• Brief
Transcribe the listing from its top line through the line with "- Use new npm". Keep it exact, both ends included, and add nothing.

──────── Data listing

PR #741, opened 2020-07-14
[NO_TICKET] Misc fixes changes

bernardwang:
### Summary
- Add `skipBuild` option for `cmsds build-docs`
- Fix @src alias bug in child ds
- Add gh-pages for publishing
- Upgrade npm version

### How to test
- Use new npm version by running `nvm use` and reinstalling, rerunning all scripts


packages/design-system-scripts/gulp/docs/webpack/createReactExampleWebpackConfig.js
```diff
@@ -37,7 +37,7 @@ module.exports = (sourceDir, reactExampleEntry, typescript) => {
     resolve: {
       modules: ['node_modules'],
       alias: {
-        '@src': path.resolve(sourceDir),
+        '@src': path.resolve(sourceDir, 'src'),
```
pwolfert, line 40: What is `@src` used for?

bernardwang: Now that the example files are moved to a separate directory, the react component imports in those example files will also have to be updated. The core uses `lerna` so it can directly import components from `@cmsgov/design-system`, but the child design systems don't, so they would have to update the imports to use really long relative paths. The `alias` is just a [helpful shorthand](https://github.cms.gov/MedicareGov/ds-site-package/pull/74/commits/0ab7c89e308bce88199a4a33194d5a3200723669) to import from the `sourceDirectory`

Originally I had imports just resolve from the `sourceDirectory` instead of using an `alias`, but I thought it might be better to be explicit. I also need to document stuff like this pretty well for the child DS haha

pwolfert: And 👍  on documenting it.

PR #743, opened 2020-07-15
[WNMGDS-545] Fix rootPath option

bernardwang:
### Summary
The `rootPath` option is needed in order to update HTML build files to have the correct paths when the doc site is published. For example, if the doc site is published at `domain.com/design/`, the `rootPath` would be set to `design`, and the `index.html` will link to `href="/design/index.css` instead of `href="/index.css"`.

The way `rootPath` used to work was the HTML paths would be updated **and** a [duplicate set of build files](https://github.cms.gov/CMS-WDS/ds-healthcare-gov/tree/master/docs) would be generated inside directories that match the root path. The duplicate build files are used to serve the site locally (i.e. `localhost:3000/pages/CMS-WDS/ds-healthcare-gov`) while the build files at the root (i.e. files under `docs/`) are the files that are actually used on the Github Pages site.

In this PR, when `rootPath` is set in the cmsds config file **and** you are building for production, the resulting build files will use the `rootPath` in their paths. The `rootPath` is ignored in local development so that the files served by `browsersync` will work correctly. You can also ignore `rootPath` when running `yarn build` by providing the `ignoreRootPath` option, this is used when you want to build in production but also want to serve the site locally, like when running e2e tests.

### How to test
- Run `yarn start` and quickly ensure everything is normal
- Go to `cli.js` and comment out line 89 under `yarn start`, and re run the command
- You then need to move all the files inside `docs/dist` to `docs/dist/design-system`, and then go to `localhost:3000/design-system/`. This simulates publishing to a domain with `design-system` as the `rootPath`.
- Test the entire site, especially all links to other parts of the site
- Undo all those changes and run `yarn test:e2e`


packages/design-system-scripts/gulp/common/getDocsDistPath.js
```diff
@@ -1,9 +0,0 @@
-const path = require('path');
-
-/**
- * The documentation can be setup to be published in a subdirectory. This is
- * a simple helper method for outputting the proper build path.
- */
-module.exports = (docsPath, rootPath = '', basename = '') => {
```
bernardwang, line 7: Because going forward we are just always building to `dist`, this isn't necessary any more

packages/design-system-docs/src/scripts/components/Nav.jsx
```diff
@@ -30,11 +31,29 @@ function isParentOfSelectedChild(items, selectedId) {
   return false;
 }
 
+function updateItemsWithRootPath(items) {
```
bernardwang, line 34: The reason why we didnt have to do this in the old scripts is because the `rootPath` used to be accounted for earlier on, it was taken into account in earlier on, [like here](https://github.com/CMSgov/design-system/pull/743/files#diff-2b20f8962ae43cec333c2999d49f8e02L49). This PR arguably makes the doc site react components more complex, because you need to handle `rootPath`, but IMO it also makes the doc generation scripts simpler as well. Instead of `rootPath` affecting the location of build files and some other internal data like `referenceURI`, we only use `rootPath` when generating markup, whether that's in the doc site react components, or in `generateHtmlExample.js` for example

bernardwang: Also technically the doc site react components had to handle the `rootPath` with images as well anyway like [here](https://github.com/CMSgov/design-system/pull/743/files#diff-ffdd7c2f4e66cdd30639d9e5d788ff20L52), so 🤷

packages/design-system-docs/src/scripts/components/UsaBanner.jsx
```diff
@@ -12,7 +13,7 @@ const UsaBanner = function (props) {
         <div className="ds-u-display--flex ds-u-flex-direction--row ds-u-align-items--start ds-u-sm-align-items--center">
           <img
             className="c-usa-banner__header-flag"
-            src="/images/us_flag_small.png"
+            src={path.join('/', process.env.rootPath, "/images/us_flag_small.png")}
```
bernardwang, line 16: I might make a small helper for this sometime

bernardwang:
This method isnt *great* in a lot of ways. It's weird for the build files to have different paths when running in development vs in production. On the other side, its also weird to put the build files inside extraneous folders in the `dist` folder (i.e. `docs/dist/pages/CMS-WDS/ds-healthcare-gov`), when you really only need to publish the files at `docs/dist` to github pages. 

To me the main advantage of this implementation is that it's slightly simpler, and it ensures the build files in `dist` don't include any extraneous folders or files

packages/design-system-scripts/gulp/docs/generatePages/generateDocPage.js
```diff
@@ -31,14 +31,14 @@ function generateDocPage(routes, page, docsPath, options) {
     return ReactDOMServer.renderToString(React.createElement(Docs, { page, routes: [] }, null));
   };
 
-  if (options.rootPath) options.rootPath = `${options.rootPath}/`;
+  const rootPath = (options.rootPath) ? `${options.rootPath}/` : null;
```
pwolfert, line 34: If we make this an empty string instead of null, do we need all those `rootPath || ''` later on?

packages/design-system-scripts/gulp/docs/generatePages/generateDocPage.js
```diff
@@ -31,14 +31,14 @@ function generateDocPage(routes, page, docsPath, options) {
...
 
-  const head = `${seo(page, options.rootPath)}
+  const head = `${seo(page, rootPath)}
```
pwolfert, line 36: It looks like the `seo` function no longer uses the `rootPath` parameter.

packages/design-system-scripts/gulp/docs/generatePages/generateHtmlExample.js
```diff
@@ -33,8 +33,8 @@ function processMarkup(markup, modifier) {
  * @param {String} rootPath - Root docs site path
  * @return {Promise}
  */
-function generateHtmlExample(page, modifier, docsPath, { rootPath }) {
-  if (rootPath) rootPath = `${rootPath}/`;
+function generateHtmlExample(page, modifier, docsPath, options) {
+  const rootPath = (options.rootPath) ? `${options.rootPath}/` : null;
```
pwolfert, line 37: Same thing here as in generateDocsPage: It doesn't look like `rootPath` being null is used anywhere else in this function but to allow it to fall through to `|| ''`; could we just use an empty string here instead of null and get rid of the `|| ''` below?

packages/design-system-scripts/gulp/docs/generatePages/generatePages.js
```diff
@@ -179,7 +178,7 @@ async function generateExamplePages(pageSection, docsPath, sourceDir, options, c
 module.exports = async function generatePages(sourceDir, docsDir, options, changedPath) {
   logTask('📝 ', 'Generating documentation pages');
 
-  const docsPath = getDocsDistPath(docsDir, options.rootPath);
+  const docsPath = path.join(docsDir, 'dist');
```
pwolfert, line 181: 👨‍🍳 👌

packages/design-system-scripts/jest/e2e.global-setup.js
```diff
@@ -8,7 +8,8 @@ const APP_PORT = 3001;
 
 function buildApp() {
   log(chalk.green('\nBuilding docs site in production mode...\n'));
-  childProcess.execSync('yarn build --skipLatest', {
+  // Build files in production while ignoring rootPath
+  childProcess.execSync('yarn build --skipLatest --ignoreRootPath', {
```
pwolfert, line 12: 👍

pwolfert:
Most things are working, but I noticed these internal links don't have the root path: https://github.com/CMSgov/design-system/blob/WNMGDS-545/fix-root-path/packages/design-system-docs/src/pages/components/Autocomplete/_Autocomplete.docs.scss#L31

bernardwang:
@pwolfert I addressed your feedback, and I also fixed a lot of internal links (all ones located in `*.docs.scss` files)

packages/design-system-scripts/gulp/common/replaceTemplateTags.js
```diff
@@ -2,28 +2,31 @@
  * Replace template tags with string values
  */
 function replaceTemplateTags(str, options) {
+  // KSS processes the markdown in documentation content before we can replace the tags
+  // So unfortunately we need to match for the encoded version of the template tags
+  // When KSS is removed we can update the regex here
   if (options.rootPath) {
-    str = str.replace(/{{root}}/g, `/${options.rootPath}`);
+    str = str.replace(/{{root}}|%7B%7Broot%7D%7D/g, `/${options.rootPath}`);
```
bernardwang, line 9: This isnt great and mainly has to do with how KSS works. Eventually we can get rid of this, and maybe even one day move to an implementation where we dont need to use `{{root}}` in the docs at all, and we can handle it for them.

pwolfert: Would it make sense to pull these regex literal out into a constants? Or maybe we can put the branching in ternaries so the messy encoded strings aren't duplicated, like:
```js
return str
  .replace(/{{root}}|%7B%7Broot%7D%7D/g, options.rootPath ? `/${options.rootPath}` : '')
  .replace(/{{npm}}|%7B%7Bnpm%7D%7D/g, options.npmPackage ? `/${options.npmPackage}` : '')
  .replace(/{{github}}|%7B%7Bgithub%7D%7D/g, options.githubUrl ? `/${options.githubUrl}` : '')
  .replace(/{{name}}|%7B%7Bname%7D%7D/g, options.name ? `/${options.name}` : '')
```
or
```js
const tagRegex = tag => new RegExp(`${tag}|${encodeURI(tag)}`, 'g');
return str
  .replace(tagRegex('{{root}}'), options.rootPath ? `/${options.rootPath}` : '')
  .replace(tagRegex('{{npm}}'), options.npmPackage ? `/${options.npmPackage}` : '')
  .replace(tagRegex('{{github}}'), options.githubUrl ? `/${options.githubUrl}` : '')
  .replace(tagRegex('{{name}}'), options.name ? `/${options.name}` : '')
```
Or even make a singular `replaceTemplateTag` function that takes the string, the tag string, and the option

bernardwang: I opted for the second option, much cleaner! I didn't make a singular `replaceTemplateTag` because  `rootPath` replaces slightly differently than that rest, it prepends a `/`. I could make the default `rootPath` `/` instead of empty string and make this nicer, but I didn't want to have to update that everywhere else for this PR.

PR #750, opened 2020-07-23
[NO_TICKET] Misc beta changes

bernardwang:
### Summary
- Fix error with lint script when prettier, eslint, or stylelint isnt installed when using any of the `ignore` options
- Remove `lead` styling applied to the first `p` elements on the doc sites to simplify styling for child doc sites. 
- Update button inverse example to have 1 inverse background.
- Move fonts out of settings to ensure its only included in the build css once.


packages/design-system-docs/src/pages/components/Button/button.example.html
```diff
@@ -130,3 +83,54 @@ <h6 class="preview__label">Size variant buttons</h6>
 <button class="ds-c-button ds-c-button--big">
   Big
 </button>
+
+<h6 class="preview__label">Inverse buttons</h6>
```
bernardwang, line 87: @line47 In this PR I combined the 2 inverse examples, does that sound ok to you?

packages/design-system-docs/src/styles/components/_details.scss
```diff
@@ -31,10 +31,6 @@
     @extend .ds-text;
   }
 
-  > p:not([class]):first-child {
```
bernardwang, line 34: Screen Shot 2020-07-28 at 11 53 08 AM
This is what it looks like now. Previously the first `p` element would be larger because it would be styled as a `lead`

────────────────

• Answer for this exercise
PR #741, opened 2020-07-14
[NO_TICKET] Misc fixes changes

bernardwang:
### Summary
- Add `skipBuild` option for `cmsds build-docs`
- Fix @src alias bug in child ds
- Add gh-pages for publishing
- Upgrade npm version

### How to test
- Use new npm version by running `nvm use` and reinstalling, rerunning all scripts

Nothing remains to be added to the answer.